### EXERCISE DIRECTIONS
Please write out the listing beneath this sentence exactly, from its first line to the line with "My last and", and stop there.

—————

PR #2309, opened 2020-01-06
Convert type-hint comments to true annotations

Zac-HD:
My last and smallest big change for #2218!  This isn't the last thing on my checklist, but the remainder are more like ordinary refactorings than large-scale replacement of version-dependent code.

Closes #2314.


hypothesis-python/src/hypothesis/internal/validation.py
```diff
@@ -82,7 +82,7 @@ def try_convert(typ, value, name):
         return value
     try:
         return typ(value)
-    except (TypeError, OverflowError, ValueError, ArithmeticError):
+    except (TypeError, ValueError, ArithmeticError):
```
Zac-HD: I'm particularly pleased that `flake8-bugbear` caught this one, because I wrote the check for redundant entries in an except-clause for the benefit of my students... and it turned out that we hit it too :joy:

Zac-HD:
:wave: @HypothesisWorks/hypothesis-python-contributors for review?  I know David is busy this week, but if we can merge this I have another three PRs waiting on it :grin:

hypothesis-python/src/hypothesis/core.py
```diff
@@ -1135,13 +1129,13 @@ def find(
         )
     specifier.validate()
 
-    last = [None]
+    last = []  # type: List[Ex]
```
kxepal: Why not `last: List[Ex] = []`?

hypothesis-python/src/hypothesis/extra/numpy.py
```diff
@@ -488,8 +480,9 @@ def dtype_factory(kind, sizes, valid_sizes, endianness):
 
 
 @defines_dtype_strategy
-def unsigned_integer_dtypes(endianness="?", sizes=(8, 16, 32, 64)):
-    # type: (str, Sequence[int]) -> st.SearchStrategy[np.dtype]
+def unsigned_integer_dtypes(
+    endianness: str = "?", sizes: Sequence[int] = (8, 16, 32, 64)
```
kxepal: Wouldn't be better here and in similar cases with constant values to use [Literal](https://mypy.readthedocs.io/en/latest/literal_types.html) annotation which is provided by typing extensions?

hypothesis-python/src/hypothesis/extra/pandas/impl.py
```diff
@@ -177,12 +175,12 @@ def range_indexes(min_size=0, max_size=None):
...
 @st.defines_strategy
 def indexes(
-    elements=None,  # type: st.SearchStrategy[Ex]
-    dtype=None,  # type: Any
-    min_size=0,  # type: int
-    max_size=None,  # type: int
-    unique=True,  # type: bool
-):
+    elements: st.SearchStrategy[Ex] = None,
+    dtype: Any = None,
```
kxepal: Why `Any` is used here when a bit about the similar `dtype` argument is annotated as `np.dtype`?

hypothesis-python/src/hypothesis/internal/compat.py
```diff
@@ -19,6 +19,7 @@
 import platform
 import sys
 import time
+import typing
 from typing import Tuple, Type  # noqa
```
kxepal: Is `noqa` here is still actual?

hypothesis-python/src/hypothesis/core.py
Zac-HD: Because that syntax requires Python 3.6+, and we're keeping Python 3.5 support at least until we finish the cleanup from Python 2.

hypothesis-python/src/hypothesis/extra/numpy.py
Zac-HD: I'd prefer not to add a runtime dependency which is only useful for type-checkers.

I think this PR is big enough already, but I'd be perfectly happy with a follow-up along the lines of 

```python
try:
    from typing import Literal
except ImportError:
    # Python <=3.7 without the typing_extensions package
    Endianness = str
    Size = int
    NDims = int
else:
    Endianness = Literal["?", "=", "<", ">"]
    Size = Literal[8, 16, 32, 64]
    NDims = Literal[0, 1, 2, 3, 4, ..., 31, 32]
```

hypothesis-python/src/hypothesis/extra/pandas/impl.py
Zac-HD: Pandas has some "extension dtypes" that are not numpy dtypes, and I wanted to avoid over-specifying.

hypothesis-python/src/hypothesis/internal/compat.py
Zac-HD: Nope... in fact it looks like that whole statement can be deleted!

Zac-HD:
@kxepal - if that all makes sense, you can approve the PR :wink:

hypothesis-python/src/hypothesis/core.py
kxepal: Oh, ok then.

hypothesis-python/src/hypothesis/extra/numpy.py
kxepal: Current implementation is fine, just suggested this to not forget about this idea. Good point, that it's better to make in separate PR. Proposed solution is good for me.

kxepal:
@Zac-HD sorry for late response - python beer meetup time (: I resolved thread about literal feature as it could be easily done later and not an issue for current changes, just a optional improvement.

Zac-HD:
@kxepal no worries 😁

Issue #2311, opened 2020-01-08
Cannot unpack non-iterable MultipleResults object


vxgmichel:
Hi !

I ran into a problem with the falsifying examples produced by stateful testing with multiple results. 

Consider the following state machine:
```python
from hypothesis.stateful import Bundle, RuleBasedStateMachine
from hypothesis.stateful import rule, multiple, initialize


class DatabaseComparison(RuleBasedStateMachine):

    values = Bundle("values")

    @initialize(target=values)
    def produce(self):
        return multiple(1, 2, 3)

    @rule(v=values)
    def check(self, v):
        assert v == 1


TestDBComparison = DatabaseComparison.TestCase
```
It legitimately fails with the following info:
```
E       AssertionError: assert 3 == 1

test_hypo.py:16: AssertionError
---------------------- Hypothesis --------------------
Falsifying example:
state = DatabaseComparison()
v1, v2, v3 = state.produce()
state.check(v=v3)
state.teardown()
```
Let's put the falsifying example into a dedicated test:
```python
def test_reproduce():
    state = DatabaseComparison()
    v1, v2, v3 = state.produce()
    state.check(v=v3)
    state.teardown()
```
The problem is that the test fails with the following error:
```
    def test_reproduce():
        state = DatabaseComparison()
>       v1, v2, v3 = state.produce()
E       TypeError: cannot unpack non-iterable MultipleResults object

test_hypo.py:24: TypeError
```
This can be fixed with the following change:
```python
def test_reproduce_fixed():
    state = DatabaseComparison()
    v1, v2, v3 = state.produce().values
    state.check(v=v3)
    state.teardown()
```
Which does produce the right error:
```
E       assert 3 == 1

test_hypo.py:16: AssertionError
```

Zac-HD:
Definitely a bug - fortunately it's easy to fix, just adding an `__iter__` method to

https://github.com/HypothesisWorks/hypothesis/blob/47f82a1cc02aec5ee4d95a21df5a6eecc4aa1047/hypothesis-python/src/hypothesis/stateful.py#L355-L357

pasting your test case above into `hypothesis-python/tests/cover/test_stateful.py`.

Would you like to open a PR, and we can eliminate the workaround for `hypothesis-trio`?

vxgmichel:
@Zac-HD 
> Would you like to open a PR, so python-trio/hypothesis-trio#5 doesn't need a workaround?

Done: #2312 :)

Issue #2308, opened 2020-01-04
Performance Regressions introduced in v4.51.1 and v4.55.3


jasongraham:
Hi folks.

I maintain an internal tool at my company and have been very happily using hypothesis as part of my test suite.

Over the past month, I've noticed a significant change in the duration of my test suite (a change in duration by a couple orders of magnitude, from ~5 minutes to >3 hours, when I run under a CI profile with `max_examples=1000`).

I've made an example that doesn't exhibit quite that severe difference, but illustrates using a simplified version of my data structures and test strategy, and run this example across several versions of Hypothesis.

It appears that the regressions I'm seeing in the performance were introduced in versions 4.51.1 and 4.55.3.

My hope is to make you folks aware of this and move toward figuring out how to improve the situation.  If there's anything you'd like me to try, let me know.

# Environment
* Ubuntu 16.04 VM on Windows 10
* Python 3.8.1
* pytest 5.3.2

# Test

See the following Gist (which includes a description of how I ran the test).
https://gist.github.com/jasongraham/177e4f854c0c52a0bf032707e574d65d

# Results

Hypothesis Version | Trial 1 | Trial 2 | Trial 3 | Average
-- | -- | -- | -- | --
4.48.1 | 39.48 | 35.39 | 40.09 | 38.32
4.51.0 | 38.51 | 47.83 | 39.29 | 41.87667
4.51.1 | 96.29 | 99.97 | 94.53 | 96.93
4.53.3 | 96.09 | 94.25 | 96.15 | 95.49667
4.54.2 | 95.28 | 91.61 | 88.14 | 91.67667
4.55.2 | 98.53 | 92.6 | 100.7 | 97.27667
4.55.3 | 260.82 | 281.43 | 263.06 | 268.4367
4.55.4 | 247.1 | 267.03 | 251.14 | 255.09
4.57.1 | 272.13 | 255.11 | 262.63 | 263.29
5.0.1 | 250.1 | 269.7 | 245.83 | 255.21
5.1.0 | 251.97 | 246.43 | 258.3 | 252.2333

![image](https://user-images.githubusercontent.com/399471/71759957-dff7cb80-2ead-11ea-929d-6f34b401ce70.png)

I see more severe increases using with larger `max_examples`, but the increase is also easily visible with `max_examples=100` (not really visible with `max_examples=10`) if you don't want to waste as much time as I did.

---
[...]

PR #2312, opened 2020-01-08
Make MultipleResults an iterable

vxgmichel:
Fix issue #2311.

### DIFF
--- a/hypothesis-python/tests/cover/test_stateful.py
+++ b/hypothesis-python/tests/cover/test_stateful.py
@@ -437,6 +437,12 @@ def test_multiple_variables_printed():
     # expanded to 2 variables.
     assert assignment_line == "v1, v2 = state.populate_bundle()"
 
+    # Make sure the printed code can execute
+    with raises(AssertionError):
+        state = ProducesMultiple()
+        v1, v2 = state.populate_bundle()
+        state.fail_fast()
+
 
 def test_no_variables_printed():
     class ProducesNoVariables(RuleBasedStateMachine):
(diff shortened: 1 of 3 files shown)


vxgmichel:
> No output has been received in the last 10m0s, this potentially indicates a stalled build or something wrong with the build itself.

@Zac-HD Any idea what happened here? :thinking:

rsokl:
I have been hitting this issue on Travis-CI a lot lately. Not sure if there has been a slowdown on their end, or if this is caused by slowdowns in Hypothesis' internals (#2308 ). I suspect it is the latter. Anyway, this is caused by a test taking a long-ish time to complete and Travis is nervous that the build has stalled.

I have restarted the build.

hypothesis-python/tests/cover/test_stateful.py
```diff
@@ -437,6 +437,12 @@ def fail_fast(self):
     # expanded to 2 variables.
     assert assignment_line == "v1, v2 = state.populate_bundle()"
 
+    # Make sure the printed code can execute
+    with raises(AssertionError):
+        state = ProducesMultiple()
+        v1, v2 = state.populate_bundle()
+        state.fail_fast()
```
alexwlchan: AIUI, the point of this patch is that the `v1, v2 = state.populate_bundle()` line will execute? So burying it in a `raises()` block seems a bit obscure to me. I’m not sure I’d understand why this code was here without looking at the PR/commit history.

How about:

* Make the comment more explicit: “Make sure we can unpack the MultipleResults object from state.populate_bundle()”
* Move everything but `state.fail_fast()` out of the `with raises(…)` block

—————

### TASK RESPONSE
PR #2309, opened 2020-01-06
Convert type-hint comments to true annotations

Zac-HD:
My last and smallest big change for #2218!  This isn't the last thing on my checklist, but the remainder are more like ordinary refactorings than large-scale replacement of version-dependent code.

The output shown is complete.